# INFORMATION SUPPLIED
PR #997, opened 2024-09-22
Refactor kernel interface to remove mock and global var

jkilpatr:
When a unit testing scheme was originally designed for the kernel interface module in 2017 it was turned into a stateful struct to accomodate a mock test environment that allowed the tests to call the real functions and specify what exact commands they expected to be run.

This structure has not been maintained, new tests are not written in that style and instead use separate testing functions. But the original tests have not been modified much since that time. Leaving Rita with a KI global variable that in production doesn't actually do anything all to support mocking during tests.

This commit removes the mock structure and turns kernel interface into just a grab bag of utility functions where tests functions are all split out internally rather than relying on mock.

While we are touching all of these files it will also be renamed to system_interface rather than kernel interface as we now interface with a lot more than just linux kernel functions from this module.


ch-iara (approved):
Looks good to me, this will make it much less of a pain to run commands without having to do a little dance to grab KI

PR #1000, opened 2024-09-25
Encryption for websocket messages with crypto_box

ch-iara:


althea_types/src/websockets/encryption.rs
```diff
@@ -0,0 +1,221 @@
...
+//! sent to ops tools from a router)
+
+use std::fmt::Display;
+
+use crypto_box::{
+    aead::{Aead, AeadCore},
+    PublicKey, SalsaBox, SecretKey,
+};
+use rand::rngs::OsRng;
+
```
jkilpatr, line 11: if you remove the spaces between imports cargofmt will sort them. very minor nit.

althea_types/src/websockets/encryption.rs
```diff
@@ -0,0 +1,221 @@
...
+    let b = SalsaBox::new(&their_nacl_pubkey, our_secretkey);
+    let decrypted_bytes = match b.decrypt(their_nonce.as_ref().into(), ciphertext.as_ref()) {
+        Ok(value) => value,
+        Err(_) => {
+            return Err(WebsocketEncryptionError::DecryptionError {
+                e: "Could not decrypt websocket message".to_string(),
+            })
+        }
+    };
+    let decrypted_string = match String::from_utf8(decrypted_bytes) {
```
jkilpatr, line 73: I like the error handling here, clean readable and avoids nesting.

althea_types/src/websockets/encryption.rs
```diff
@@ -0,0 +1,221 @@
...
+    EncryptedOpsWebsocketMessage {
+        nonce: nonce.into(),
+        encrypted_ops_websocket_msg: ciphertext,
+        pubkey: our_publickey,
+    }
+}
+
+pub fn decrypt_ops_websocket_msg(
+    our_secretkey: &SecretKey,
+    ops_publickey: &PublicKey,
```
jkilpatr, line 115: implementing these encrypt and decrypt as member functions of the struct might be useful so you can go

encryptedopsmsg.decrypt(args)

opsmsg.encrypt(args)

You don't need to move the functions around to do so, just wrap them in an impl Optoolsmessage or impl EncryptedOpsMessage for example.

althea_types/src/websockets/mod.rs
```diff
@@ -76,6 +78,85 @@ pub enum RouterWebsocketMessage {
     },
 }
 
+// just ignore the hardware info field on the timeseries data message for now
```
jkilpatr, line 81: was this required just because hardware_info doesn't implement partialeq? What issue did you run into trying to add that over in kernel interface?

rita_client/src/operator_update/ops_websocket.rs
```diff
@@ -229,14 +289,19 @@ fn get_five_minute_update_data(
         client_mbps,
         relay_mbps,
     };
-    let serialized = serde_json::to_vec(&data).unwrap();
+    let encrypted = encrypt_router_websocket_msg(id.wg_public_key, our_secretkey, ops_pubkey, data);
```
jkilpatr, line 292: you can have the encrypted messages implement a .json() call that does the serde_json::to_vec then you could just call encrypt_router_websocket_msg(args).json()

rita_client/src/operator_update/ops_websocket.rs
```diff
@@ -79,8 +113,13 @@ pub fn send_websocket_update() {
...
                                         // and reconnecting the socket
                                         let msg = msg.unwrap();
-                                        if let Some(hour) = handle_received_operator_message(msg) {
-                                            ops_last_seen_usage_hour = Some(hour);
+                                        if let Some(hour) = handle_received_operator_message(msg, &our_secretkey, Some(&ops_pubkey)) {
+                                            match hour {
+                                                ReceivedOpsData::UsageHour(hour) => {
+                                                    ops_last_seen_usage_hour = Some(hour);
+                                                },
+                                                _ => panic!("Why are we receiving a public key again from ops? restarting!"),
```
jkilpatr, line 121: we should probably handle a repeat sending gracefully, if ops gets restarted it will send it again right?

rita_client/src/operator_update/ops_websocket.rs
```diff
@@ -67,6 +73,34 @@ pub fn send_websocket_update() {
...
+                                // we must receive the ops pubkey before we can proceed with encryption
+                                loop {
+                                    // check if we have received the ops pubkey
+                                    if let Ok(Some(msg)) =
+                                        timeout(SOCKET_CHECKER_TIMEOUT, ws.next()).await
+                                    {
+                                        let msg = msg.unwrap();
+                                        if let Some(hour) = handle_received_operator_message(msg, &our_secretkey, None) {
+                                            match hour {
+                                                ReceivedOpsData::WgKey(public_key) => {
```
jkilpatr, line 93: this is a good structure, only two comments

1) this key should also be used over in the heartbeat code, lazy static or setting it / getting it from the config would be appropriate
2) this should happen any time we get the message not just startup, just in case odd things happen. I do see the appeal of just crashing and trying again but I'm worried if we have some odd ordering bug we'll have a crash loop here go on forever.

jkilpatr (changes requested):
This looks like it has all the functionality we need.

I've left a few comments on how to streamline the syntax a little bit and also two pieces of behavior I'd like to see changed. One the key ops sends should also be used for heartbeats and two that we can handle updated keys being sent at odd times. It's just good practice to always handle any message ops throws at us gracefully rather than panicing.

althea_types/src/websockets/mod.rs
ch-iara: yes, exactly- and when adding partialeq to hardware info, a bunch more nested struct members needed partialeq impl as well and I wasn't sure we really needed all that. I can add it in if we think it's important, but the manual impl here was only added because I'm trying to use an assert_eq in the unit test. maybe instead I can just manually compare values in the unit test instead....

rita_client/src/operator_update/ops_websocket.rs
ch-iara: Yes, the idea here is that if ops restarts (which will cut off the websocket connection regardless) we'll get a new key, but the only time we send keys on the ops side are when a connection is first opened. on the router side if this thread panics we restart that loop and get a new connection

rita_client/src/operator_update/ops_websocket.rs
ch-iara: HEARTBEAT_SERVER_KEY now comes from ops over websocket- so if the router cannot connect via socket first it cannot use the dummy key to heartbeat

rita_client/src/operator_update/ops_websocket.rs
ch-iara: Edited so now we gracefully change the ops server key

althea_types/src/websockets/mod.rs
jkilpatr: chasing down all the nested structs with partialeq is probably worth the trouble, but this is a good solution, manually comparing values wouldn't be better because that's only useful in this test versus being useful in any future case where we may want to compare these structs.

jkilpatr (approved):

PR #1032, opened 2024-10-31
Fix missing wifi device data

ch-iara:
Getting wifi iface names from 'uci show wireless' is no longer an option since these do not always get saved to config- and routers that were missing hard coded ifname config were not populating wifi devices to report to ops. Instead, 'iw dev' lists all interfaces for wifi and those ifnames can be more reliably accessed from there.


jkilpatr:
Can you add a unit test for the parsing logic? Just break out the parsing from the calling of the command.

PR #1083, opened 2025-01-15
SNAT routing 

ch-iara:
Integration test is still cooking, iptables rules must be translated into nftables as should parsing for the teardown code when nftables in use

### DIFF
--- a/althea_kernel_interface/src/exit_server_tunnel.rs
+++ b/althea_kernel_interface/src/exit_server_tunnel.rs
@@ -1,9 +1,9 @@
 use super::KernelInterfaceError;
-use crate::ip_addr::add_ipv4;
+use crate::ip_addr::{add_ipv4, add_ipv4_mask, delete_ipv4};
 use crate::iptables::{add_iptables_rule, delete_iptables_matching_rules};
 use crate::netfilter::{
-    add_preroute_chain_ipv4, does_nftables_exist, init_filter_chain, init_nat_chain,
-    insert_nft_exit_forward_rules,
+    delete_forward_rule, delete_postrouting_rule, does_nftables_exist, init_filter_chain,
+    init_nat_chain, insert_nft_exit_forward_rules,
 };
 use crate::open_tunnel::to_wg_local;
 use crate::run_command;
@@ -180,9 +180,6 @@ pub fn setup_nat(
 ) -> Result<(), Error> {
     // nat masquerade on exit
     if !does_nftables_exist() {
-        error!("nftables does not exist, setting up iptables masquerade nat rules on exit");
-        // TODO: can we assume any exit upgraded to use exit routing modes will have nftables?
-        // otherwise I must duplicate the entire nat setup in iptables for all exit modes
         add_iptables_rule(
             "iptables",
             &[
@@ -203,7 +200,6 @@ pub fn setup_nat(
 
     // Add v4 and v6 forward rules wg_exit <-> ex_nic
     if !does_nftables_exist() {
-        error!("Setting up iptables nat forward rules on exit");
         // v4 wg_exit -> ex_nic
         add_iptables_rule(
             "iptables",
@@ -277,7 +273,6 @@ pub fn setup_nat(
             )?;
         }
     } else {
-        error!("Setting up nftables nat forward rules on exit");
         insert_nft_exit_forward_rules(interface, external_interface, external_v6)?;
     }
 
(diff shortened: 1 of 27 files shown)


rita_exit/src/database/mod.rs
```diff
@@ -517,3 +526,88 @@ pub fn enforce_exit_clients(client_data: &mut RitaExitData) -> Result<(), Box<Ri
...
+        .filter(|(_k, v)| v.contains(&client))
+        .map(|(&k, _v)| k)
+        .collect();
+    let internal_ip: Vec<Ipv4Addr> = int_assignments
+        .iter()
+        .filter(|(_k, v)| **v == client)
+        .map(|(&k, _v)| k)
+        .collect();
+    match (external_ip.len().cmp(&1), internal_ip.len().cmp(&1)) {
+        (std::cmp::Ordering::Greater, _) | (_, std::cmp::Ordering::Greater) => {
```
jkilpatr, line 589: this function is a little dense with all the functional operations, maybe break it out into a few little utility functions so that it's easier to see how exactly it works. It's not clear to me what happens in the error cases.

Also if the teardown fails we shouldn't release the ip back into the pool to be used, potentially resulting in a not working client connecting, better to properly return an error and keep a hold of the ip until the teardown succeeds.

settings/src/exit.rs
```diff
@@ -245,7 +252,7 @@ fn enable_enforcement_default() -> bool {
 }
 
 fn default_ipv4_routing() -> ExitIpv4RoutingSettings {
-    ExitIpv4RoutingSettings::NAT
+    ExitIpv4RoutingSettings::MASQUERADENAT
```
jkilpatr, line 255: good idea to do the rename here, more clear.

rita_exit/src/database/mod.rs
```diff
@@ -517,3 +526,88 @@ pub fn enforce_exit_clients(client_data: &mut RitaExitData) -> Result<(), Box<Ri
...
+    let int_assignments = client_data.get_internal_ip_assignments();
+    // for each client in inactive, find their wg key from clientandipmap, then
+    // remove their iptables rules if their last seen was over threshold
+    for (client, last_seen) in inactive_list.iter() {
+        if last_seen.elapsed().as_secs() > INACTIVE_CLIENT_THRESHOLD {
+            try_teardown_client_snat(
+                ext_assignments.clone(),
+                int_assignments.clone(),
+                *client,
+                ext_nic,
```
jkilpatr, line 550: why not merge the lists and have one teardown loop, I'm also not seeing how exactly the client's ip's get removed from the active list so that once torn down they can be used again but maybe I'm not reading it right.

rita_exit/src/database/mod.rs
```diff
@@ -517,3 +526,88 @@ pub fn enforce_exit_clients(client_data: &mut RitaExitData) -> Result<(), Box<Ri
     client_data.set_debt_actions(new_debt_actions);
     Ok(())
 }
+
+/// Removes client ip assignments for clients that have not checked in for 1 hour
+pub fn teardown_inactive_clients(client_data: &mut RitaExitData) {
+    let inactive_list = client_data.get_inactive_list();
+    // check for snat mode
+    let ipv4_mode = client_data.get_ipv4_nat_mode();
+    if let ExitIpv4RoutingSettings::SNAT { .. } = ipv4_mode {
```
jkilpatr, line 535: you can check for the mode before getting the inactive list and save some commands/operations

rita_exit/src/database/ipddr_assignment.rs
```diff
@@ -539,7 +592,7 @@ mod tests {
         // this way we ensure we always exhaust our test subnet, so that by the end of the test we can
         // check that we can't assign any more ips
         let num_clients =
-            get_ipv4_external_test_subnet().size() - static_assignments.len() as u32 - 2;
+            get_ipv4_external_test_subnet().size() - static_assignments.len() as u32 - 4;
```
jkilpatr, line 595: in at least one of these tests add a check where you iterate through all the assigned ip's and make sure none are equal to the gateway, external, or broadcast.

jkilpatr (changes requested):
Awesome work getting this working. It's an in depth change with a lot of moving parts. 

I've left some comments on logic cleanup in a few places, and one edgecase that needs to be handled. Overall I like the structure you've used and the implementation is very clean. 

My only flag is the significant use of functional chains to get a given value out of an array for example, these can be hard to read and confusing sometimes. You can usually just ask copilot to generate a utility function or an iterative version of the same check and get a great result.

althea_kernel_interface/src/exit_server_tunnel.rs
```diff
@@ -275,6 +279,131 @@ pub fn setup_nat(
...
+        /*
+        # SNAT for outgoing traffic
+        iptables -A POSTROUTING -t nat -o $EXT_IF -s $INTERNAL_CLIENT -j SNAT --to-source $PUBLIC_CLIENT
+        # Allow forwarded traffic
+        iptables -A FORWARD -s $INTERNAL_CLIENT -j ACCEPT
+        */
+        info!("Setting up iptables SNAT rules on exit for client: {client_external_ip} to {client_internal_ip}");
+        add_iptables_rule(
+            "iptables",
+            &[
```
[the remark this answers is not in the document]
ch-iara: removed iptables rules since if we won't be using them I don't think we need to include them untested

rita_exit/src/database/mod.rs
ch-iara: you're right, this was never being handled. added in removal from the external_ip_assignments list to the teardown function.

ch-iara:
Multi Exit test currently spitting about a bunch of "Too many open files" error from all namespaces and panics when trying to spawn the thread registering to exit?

# WORK TO COMPLETE
Among the records, find the lines that contain "useful" and copy each of them.

# ANSWER TO THIS TASK
jkilpatr, line 115: implementing these encrypt and decrypt as member functions of the struct might be useful so you can go
jkilpatr: chasing down all the nested structs with partialeq is probably worth the trouble, but this is a good solution, manually comparing values wouldn't be better because that's only useful in this test versus being useful in any future case where we may want to compare these structs.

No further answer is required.